Vor den beiden Weltkriegen und besonders in den vorigen Jahrhunderten wurde der „Kläse-Keller“ als sogenanntes „Hähloch“ genutzt. In einem vorliegenden Zeitungsartikel wird darauf hingewiesen, dass Keller dazu diente Wertgegenstände und Lebensmittel zu verstecken. In den Bericht steht geschrieben:“ Dieser Bergkeller hinter dem uralten Bauernhaus war, wie man heute noch zu sagen pflegt ,ein“Hähloch“,d.h ein Versteckraum für Kriegs-und Notzeiten der letzten Jahrhunderte“. Weiter heißt es: “Besonders der 30 jährige Krieg von 1618-1648 zwang die Bevölkerung dazu, notwendiges Lebensgut und Wertsachen vor plünderten Kriegshorden zu verstecken.“ Auch heute noch werden vielerorts nach dem Abbruch alter Häuser solche “Hählöcher“ entdeckt. Manchmal findet man dort wertvolle Gegenstände oder sogar Geld. Zu Kriegszeiten wurde die Bevölkerung gezwungen eigene Verstecke und Schutzräume zu errichten. Nach dem Krieg mussten alle Luftschutzstollen auf Befehl unbrauchbar gemacht werden. Vielerorts sind dennoch alte Spuren und Hinweise auf alte „Hählöcher oder Luftschutzräume vorhanden.

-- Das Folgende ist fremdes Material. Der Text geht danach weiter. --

PR #315, opened 2021-12-16
Bitmap examples: call present

ijackson:
See https://github.com/38/plotters/issues/189#issuecomment-996174342


AaronErhardt:

PR #337, opened 2022-03-29
update font-kit to 0.11.0 and add fontconfig-dlopen feature

Be-ing:


Be-ing:
Hi @38 are you still maintaining this crate? I don't see any new commits in the last 6 months.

Ausgrabung des „Kerwe-Lisjes“

Der Dirminger“Kläse-Keller“, als ehemaliges „Hähloch“, hat sich bis heute erhalten. Das Wort „Hähloch“ entstammt der saarländischen Mundart wobei ich noch nicht wirklich dahintergekommen bin, woher das Wörtchen genau kommt. Sei’s drum, der „Kläse Keller“ ist Kult. Irgendwie ist der Keller die Wiege der Dirminger Kultur. Wiederum ist es dem Engagement vieler ehrenamtlicher Einheimischer zu verdanken, dass sich der Keller in einem guten Zustand befindet.

Bald wird in Dirmingen „Kerb“ gefeiert. Für alle Besucher ist dies wieder eine Gelegenheit, die Magie des alten historischen „Kläse Keller“ zu erleben.

Ein Kommentar

  • Was verbindet mich mit dem „Kläse-Haus“?
    Mütterlicherseits stammen meine Vorfahren aus dem Gebiet zwischen Glan und Nahe, von Beruf Bauern oder Handwerker, meist beides zugleich. Entgegen aller Tradition wurde mein Großvater Lehrer. Er heiratete die älteste Tochter eines Bauern aus der Winterhauch. Seine erste und einzige Lehrerstelle trat er an der evangelischen Volksschule zu Dirmingen an. Nachdem ihm seine Frau zwei Mädchen geboren hatte, starb er an übergangener Lungenentzündung. So war meine Großmutter gezwungen durch Bügel- und Plättarbeiten den Unterhalt für sich und ihre Kinder zu sichern. Die Pension reichte gerade einmal für die Miete in dem alten „Kläse-Haus“. Nebenbei hat sie auf dem Grundstück am Render mit unter vielen Entbehrungen eine Doppelhaushälfte gebaut.